## What is required
Extract all of the entries and give them again, word for word.

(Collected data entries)
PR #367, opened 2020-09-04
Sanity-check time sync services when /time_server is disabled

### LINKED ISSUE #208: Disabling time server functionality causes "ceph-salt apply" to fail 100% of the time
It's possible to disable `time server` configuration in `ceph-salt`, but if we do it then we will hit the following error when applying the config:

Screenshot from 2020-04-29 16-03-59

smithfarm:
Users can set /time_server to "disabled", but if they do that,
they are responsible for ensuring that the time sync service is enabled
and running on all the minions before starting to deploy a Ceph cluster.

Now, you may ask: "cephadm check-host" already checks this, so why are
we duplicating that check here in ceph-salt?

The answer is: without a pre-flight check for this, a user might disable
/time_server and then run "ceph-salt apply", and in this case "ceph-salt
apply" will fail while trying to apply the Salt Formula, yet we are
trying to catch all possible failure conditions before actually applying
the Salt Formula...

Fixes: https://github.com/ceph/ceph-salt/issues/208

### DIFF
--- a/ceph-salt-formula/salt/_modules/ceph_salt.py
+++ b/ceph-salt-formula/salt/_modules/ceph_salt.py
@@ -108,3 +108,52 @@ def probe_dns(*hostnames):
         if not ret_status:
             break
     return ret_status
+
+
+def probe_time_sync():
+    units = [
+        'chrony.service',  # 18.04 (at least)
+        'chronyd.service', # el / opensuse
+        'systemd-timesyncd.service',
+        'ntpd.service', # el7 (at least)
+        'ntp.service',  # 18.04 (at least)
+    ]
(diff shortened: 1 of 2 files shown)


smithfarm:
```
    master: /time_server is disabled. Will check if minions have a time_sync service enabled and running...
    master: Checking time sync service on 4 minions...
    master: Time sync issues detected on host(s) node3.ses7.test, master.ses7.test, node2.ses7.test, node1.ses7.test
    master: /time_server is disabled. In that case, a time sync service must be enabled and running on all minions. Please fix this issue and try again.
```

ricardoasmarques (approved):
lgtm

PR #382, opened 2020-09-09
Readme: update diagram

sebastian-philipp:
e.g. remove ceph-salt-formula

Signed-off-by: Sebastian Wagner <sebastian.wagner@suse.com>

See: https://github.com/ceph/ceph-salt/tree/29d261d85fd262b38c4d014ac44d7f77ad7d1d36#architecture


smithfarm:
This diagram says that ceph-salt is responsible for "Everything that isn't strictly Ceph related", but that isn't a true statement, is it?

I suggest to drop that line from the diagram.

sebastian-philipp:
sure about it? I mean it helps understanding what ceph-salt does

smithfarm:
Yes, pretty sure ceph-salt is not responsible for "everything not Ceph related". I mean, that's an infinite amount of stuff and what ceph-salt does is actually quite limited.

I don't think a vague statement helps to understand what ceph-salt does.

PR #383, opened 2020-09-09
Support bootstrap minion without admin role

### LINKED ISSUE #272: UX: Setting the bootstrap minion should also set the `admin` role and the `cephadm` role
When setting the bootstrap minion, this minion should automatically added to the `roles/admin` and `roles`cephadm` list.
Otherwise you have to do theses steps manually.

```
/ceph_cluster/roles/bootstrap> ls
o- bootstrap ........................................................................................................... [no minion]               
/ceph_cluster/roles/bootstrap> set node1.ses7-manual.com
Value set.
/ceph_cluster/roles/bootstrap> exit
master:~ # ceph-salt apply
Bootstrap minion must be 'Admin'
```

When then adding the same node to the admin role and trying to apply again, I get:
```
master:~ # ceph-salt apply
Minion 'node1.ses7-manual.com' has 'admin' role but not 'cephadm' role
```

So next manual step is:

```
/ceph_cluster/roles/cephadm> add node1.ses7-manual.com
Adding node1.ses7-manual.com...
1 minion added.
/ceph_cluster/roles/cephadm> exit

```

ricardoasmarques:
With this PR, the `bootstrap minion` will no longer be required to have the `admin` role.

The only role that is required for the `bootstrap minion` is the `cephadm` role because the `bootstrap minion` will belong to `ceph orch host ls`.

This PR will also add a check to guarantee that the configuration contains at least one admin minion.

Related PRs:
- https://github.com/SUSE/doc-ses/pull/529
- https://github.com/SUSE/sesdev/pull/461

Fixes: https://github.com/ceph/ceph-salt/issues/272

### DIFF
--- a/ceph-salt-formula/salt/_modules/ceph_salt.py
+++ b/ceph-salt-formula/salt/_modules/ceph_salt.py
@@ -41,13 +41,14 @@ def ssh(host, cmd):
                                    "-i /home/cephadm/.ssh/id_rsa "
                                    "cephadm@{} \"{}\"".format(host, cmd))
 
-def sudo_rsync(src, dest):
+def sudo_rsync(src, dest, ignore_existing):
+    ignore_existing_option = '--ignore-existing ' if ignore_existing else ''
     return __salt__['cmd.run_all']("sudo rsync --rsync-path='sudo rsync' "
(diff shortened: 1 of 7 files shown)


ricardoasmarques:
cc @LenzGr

## Solution to this problem
PR #367, opened 2020-09-04
Sanity-check time sync services when /time_server is disabled

### LINKED ISSUE #208: Disabling time server functionality causes "ceph-salt apply" to fail 100% of the time
It's possible to disable `time server` configuration in `ceph-salt`, but if we do it then we will hit the following error when applying the config:

Screenshot from 2020-04-29 16-03-59

smithfarm:
Users can set /time_server to "disabled", but if they do that,
they are responsible for ensuring that the time sync service is enabled
and running on all the minions before starting to deploy a Ceph cluster.

Now, you may ask: "cephadm check-host" already checks this, so why are
we duplicating that check here in ceph-salt?

The answer is: without a pre-flight check for this, a user might disable
/time_server and then run "ceph-salt apply", and in this case "ceph-salt
apply" will fail while trying to apply the Salt Formula, yet we are
trying to catch all possible failure conditions before actually applying
the Salt Formula...

Fixes: https://github.com/ceph/ceph-salt/issues/208

### DIFF
--- a/ceph-salt-formula/salt/_modules/ceph_salt.py
+++ b/ceph-salt-formula/salt/_modules/ceph_salt.py
@@ -108,3 +108,52 @@ def probe_dns(*hostnames):
         if not ret_status:
             break
     return ret_status
+
+
+def probe_time_sync():
+    units = [
+        'chrony.service',  # 18.04 (at least)
+        'chronyd.service', # el / opensuse
+        'systemd-timesyncd.service',
+        'ntpd.service', # el7 (at least)
+        'ntp.service',  # 18.04 (at least)
+    ]
(diff shortened: 1 of 2 files shown)


smithfarm:
```
    master: /time_server is disabled. Will check if minions have a time_sync service enabled and running...
    master: Checking time sync service on 4 minions...
    master: Time sync issues detected on host(s) node3.ses7.test, master.ses7.test, node2.ses7.test, node1.ses7.test
    master: /time_server is disabled. In that case, a time sync service must be enabled and running on all minions. Please fix this issue and try again.
```

ricardoasmarques (approved):
lgtm

PR #382, opened 2020-09-09
Readme: update diagram

sebastian-philipp:
e.g. remove ceph-salt-formula

Signed-off-by: Sebastian Wagner <sebastian.wagner@suse.com>

See: https://github.com/ceph/ceph-salt/tree/29d261d85fd262b38c4d014ac44d7f77ad7d1d36#architecture


smithfarm:
This diagram says that ceph-salt is responsible for "Everything that isn't strictly Ceph related", but that isn't a true statement, is it?

I suggest to drop that line from the diagram.

sebastian-philipp:
sure about it? I mean it helps understanding what ceph-salt does

smithfarm:
Yes, pretty sure ceph-salt is not responsible for "everything not Ceph related". I mean, that's an infinite amount of stuff and what ceph-salt does is actually quite limited.

I don't think a vague statement helps to understand what ceph-salt does.

PR #383, opened 2020-09-09
Support bootstrap minion without admin role

### LINKED ISSUE #272: UX: Setting the bootstrap minion should also set the `admin` role and the `cephadm` role
When setting the bootstrap minion, this minion should automatically added to the `roles/admin` and `roles`cephadm` list.
Otherwise you have to do theses steps manually.

```
/ceph_cluster/roles/bootstrap> ls
o- bootstrap ........................................................................................................... [no minion]               
/ceph_cluster/roles/bootstrap> set node1.ses7-manual.com
Value set.
/ceph_cluster/roles/bootstrap> exit
master:~ # ceph-salt apply
Bootstrap minion must be 'Admin'
```

When then adding the same node to the admin role and trying to apply again, I get:
```
master:~ # ceph-salt apply
Minion 'node1.ses7-manual.com' has 'admin' role but not 'cephadm' role
```

So next manual step is:

```
/ceph_cluster/roles/cephadm> add node1.ses7-manual.com
Adding node1.ses7-manual.com...
1 minion added.
/ceph_cluster/roles/cephadm> exit

```

ricardoasmarques:
With this PR, the `bootstrap minion` will no longer be required to have the `admin` role.

The only role that is required for the `bootstrap minion` is the `cephadm` role because the `bootstrap minion` will belong to `ceph orch host ls`.

This PR will also add a check to guarantee that the configuration contains at least one admin minion.

Related PRs:
- https://github.com/SUSE/doc-ses/pull/529
- https://github.com/SUSE/sesdev/pull/461

Fixes: https://github.com/ceph/ceph-salt/issues/272

### DIFF
--- a/ceph-salt-formula/salt/_modules/ceph_salt.py
+++ b/ceph-salt-formula/salt/_modules/ceph_salt.py
@@ -41,13 +41,14 @@ def ssh(host, cmd):
                                    "-i /home/cephadm/.ssh/id_rsa "
                                    "cephadm@{} \"{}\"".format(host, cmd))
 
-def sudo_rsync(src, dest):
+def sudo_rsync(src, dest, ignore_existing):
+    ignore_existing_option = '--ignore-existing ' if ignore_existing else ''
     return __salt__['cmd.run_all']("sudo rsync --rsync-path='sudo rsync' "
(diff shortened: 1 of 7 files shown)


ricardoasmarques:
cc @LenzGr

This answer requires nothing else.